Understanding China’s Economy
In his latest book, ‘Understanding China’s Economy’, Dr Lin Yifu traces back the key incidents affecting the economic development in China before and after the reform and opening-up in 1978. The book portrays the economic hardships faced by the country soon after the Communist party took office and how the ‘the Reform and Opening-up’ put China on the fast track of economic growth.
During the initial years of the founding of the People’s Republic of China, party leaders imitated surpassing policies adopted by most developing countries, pushing the development of heavy industry, hoping that it would lead to promising economic growth and lay the foundation of national defense. Owing to the lack of technology and expertise, Chinese government must inject enormous amount of capital to introduce technology from the West to kick-start heavy industry. Unlike light industry, heavy industry is capital intensive rather than labor intensive. China, a labor-rich but capital-poor nation had no comparative advantage in developing heavy industry. The heavy industry in China was not viable at that time without direct support from the central government. The hope that heavy industry would bring promising economic growth to China was in vain and people’s quality of life had deteriorated.
Heavy industry is capital intensive and offers less employment opportunity than what could be provided by export-led economy. During the difficult years, unemployment rate was high for city dwellers, not to mention the aggravation caused by tens of thousands of rural job seekers flooding to the cities. To stem the mass flow of people and relieve the employment pressure in the cities, the central government launched a registration system called ‘Family register’ to separate rural residents from urban dwellers. The system has directly and indirectly widened the income gap between the urban and rural population and the social problems associated with the income disparity stills haunts China today.

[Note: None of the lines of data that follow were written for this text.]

PR #373, opened 2025-05-27
test: fix data race condition

alan-kut:
Fix data race condition in the test. Instead of waiting for 200 ms block the initialization.


beeme1mr:
Hey @alan-kut, the tests are passing but there's a lint issue. Please take a look when you have a moment. Thanks!

PR #378, opened 2025-06-03
docs: use `context.TODO()` in README examples

sahidvelji:
## This PR

By convention, it is a good idea to use context.TODO() in examples instead of context.Background() in example code to indicate to the reader that these should be updated. 

### Notes

https://pkg.go.dev/context#TODO


beeme1mr (approved):
Make sense, thanks

PR #381, opened 2025-06-04
refactor: use stdlib packages to get map values

sahidvelji:
## This PR

Use the standard library `maps` and `slices` packages to get a slice of a map's values.

### DIFF
--- a/openfeature/openfeature_api.go
+++ b/openfeature/openfeature_api.go
@@ -3,6 +3,7 @@ package openfeature
 import (
 	"errors"
 	"fmt"
+	"maps"
 	"slices"
 	"sync"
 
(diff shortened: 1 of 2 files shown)


openfeature/openfeature_api.go
```diff
@@ -232,8 +233,10 @@ func (api *evaluationAPI) initNewAndShutdownOld(clientName string, newProvider F
 		return nil
 	}
 
+	namedProviders := slices.Collect(maps.Values(api.namedProviders))
```
aepfli, line 236: [nit] not sure how golang behaves here, but couldn't we actually skip this slices.collect, if the oldprovider is the same as the api.defaultprovider?

I know it improves readability, but now it is executed all the time, before it was more conditionally (not sure how big the impact is ;) ) - just wanted to point out

sahidvelji: That's a good question. I think it's fine. I can't imagine users having more than a handful of named providers registered, so the impact here would be negligible as it is essentially just a loop over the named providers.

PR #386, opened 2025-06-08
chore: use mockgen build_constraint instead of sed logic in Makefile

erka:
## This PR

The `mockgen` task previously relied on Bash-specific syntax in the Makefile to add build constraints to generated mocks. 
This change leverages `mockgen` built-in `-build_constraints` flag, allowing the task to work with any shell.


Makefile
```diff
@@ -3,11 +3,9 @@ GOLANGCI_LINT_VERSION:=v2.1.6
 .PHONY: mockgen
 mockgen:
 	go install go.uber.org/mock/mockgen@latest
```
beeme1mr: Unrelated to this change but I wonder if we should target a specific version (at least major version).

beeme1mr (approved):

Makefile
erka: Good call! I've pinned it to version `v0.5.2`.

Makefile
```diff
@@ -1,13 +1,12 @@
 GOLANGCI_LINT_VERSION:=v2.1.6
+MOCKGEN_VESRION:=v0.5.2
```
sahidvelji: There is a typo here.

erka: thank you!

sahidvelji (approved):

PR #388, opened 2025-06-12
refactor: use `evalCtx` and `flatCtx` consistently

### LINKED ISSUE #387: Inconsistent parameter naming for type `FlattenedContext`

Before 1978, farming in China was under strict state control. Its operation was based on the model of planned economy. The lack of incentive was to blame for the low productivity at that time. The dire consequence was a large scale famine claiming millions of lives. Reform and opening-up in 1978 reversed the situation. Agricultural reform was initiated by a small group of farmers. Under the reform, farmers were allowed to sell surplus produce to the market after retaining the necessary portion for the tax. This policy was proven to be effective. Agricultural productivity was increased by many folds and the policy was launched all over the country soon after.

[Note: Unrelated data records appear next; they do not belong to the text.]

PR #398, opened 2025-06-28
test: don't defer t.Cleanup

bduffany:
The `defer` is redundant, because `t.Cleanup` already ensures that the function is not called until after the test is done.

https://pkg.go.dev/testing#T.Cleanup
> Cleanup registers a function to be called when the test (or subtest) and all its subtests complete. Cleanup functions will be called in last added, first called order.

### DIFF
--- a/openfeature/openfeature_test.go
+++ b/openfeature/openfeature_test.go
@@ -14,7 +14,7 @@ import (
 // The `API`, and any state it maintains SHOULD exist as a global singleton,
 // even in cases wherein multiple versions of the `API` are present at runtime.
 func TestRequirement_1_1_1(t *testing.T) {
-	defer t.Cleanup(initSingleton)
+	t.Cleanup(initSingleton)
 
 	ctrl := gomock.NewController(t)
 	mockProvider := NewMockFeatureProvider(ctrl)
@@ -37,7 +37,7 @@ func TestRequirement_1_1_1(t *testing.T) {
 // The `API` MUST provide a function to set the default `provider`,
 // which accepts an API-conformant `provider` implementation.
 func TestRequirement_1_1_2_1(t *testing.T) {
-	defer t.Cleanup(initSingleton)
+	t.Cleanup(initSingleton)
 	ctrl := gomock.NewController(t)
 
 	mockProvider := NewMockFeatureProvider(ctrl)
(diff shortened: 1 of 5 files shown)


openfeature/openfeature.go
```diff
@@ -89,4 +89,5 @@ func RemoveHandler(eventType EventType, callback EventCallback) {
 // Shutdown active providers
 func Shutdown() {
 	api.Shutdown()
+	initSingleton()
```
sahidvelji: Please undo this change and any changes that do more than just remove `defer`. Other unrelated changes should be part of a separate PR. This change in particular clears the entire state of the API, including all registered providers, the global evaluation context, and all registered global hooks, which is definitely not the intention of `openfeature.Shutdown()`.

sahidvelji (changes requested):

openfeature/openfeature.go
bduffany: I committed this mistakenly - this was some leftover code from when I was debugging a separate issue. Thanks for catching this! Reverted.

bduffany:
> Thanks for the PR. Could you please sign off on your commit(s)? See the [contributing guide](https://github.com/open-feature/go-sdk/blob/main/CONTRIBUTING.md).

Done

openfeature/openfeature_test.go
```diff
@@ -14,7 +14,7 @@ import (
 // The `API`, and any state it maintains SHOULD exist as a global singleton,
 // even in cases wherein multiple versions of the `API` are present at runtime.
 func TestRequirement_1_1_1(t *testing.T) {
-	defer t.Cleanup(initSingleton)
+	t.Cleanup(Shutdown)
```
sahidvelji: The tests are failing, presumably because t.Cleanup calls Shutdown instead of initSingleton.

openfeature/openfeature_test.go
sahidvelji, line 1: I think you missed a couple of `defer` statements in this file. Line 40 for example.

openfeature/openfeature_test.go
bduffany: argh, sorry about that - this was again unintentional. I started from scratch.

```
$ git reset --hard main
$ git ls-files '*_test.go' | xargs perl -pi -e 's@defer t.Cleanup@t.Cleanup@'
$ git add . && git commit -s -m "test: don't defer t.Cleanup" && git push -f
```

erka (approved):

beeme1mr (approved):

Besides agricultural reform, the Chinese government opened 14 coastal cities to foreign investments in 1984. The central government reversed from the surpassing strategy and restructured economy based on the country’s comparative advantages - low labour and land costs. As a result, the booming of light industry and exports has become the locomotive of China’s economy. The export-led economy has also helped absorb surplus labor in the rural areas. Villagers got high income jobs in the cities and this would subsequently benefit the economy of rural areas as a whole. The strategy was a proven success as it had lifted millions out of poverty and contributed a lot in the accumulation of stunning amount of foreign currency reserve that laid the ground for the economic transformation in the future and helped cushion the impact of economic downturn in the wake of financial tsunami.
Projecting from the present status, exports will still be the major growth engine of China’s economy. The contribution of service sectors and domestic consumption to the GDP is still low when compared with other OECD countries. It is time to channel revenues accumulated from exports to upgrading technology and transforming low efficient industry to technology rich industry. Multiple strategies should be adopted to release the purchasing power of villagers so as to enhance the contribution of domestic consumption to the GDP and make a more balanced economic structure. Injecting resources to refine the social services especially in education and health care, launching infrastructure projects in the rural areas are possible solutions. Implementing policy favoring the establishment of small banks in the villages can help channel capital to aid the development of small to medium businesses, which provide the major employment opportunity and are vital to the development of a vibrant and diverse economic structure.